## Task input
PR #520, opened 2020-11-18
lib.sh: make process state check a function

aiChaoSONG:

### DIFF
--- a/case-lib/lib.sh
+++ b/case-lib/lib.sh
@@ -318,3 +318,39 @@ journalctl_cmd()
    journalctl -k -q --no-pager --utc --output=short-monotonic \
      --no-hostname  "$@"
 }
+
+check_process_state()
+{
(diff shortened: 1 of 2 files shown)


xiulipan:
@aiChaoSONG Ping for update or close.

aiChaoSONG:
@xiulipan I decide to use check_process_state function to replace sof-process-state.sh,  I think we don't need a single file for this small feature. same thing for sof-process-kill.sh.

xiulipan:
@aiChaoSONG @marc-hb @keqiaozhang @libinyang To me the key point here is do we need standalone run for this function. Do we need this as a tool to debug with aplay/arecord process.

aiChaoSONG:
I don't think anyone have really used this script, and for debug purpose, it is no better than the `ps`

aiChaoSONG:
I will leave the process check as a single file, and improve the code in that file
---
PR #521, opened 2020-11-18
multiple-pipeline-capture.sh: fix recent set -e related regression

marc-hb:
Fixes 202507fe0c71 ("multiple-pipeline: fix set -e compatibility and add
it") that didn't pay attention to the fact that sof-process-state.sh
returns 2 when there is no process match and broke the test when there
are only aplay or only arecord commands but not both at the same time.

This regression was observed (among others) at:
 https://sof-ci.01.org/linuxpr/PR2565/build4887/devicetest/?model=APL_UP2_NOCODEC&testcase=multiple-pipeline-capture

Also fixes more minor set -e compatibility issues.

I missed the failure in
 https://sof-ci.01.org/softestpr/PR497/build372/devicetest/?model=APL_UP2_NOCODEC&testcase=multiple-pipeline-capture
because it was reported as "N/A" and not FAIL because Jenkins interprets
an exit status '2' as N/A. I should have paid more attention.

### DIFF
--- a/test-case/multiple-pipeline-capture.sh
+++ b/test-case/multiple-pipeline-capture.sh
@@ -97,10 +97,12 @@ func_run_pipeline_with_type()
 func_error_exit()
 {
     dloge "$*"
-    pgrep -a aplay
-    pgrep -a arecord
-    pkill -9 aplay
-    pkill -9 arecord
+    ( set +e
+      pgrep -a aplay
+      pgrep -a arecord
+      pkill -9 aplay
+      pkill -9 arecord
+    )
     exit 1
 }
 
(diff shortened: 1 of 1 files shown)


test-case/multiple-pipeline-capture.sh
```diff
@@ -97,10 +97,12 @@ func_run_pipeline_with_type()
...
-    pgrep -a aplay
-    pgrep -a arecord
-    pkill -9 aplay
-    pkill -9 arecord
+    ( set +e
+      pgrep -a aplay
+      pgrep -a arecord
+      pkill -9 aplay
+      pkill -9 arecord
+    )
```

## Assignment
Each line of the entries above that contains "testcase" must be copied into the answer.

## Result
 https://sof-ci.01.org/linuxpr/PR2565/build4887/devicetest/?model=APL_UP2_NOCODEC&testcase=multiple-pipeline-capture
 https://sof-ci.01.org/softestpr/PR497/build372/devicetest/?model=APL_UP2_NOCODEC&testcase=multiple-pipeline-capture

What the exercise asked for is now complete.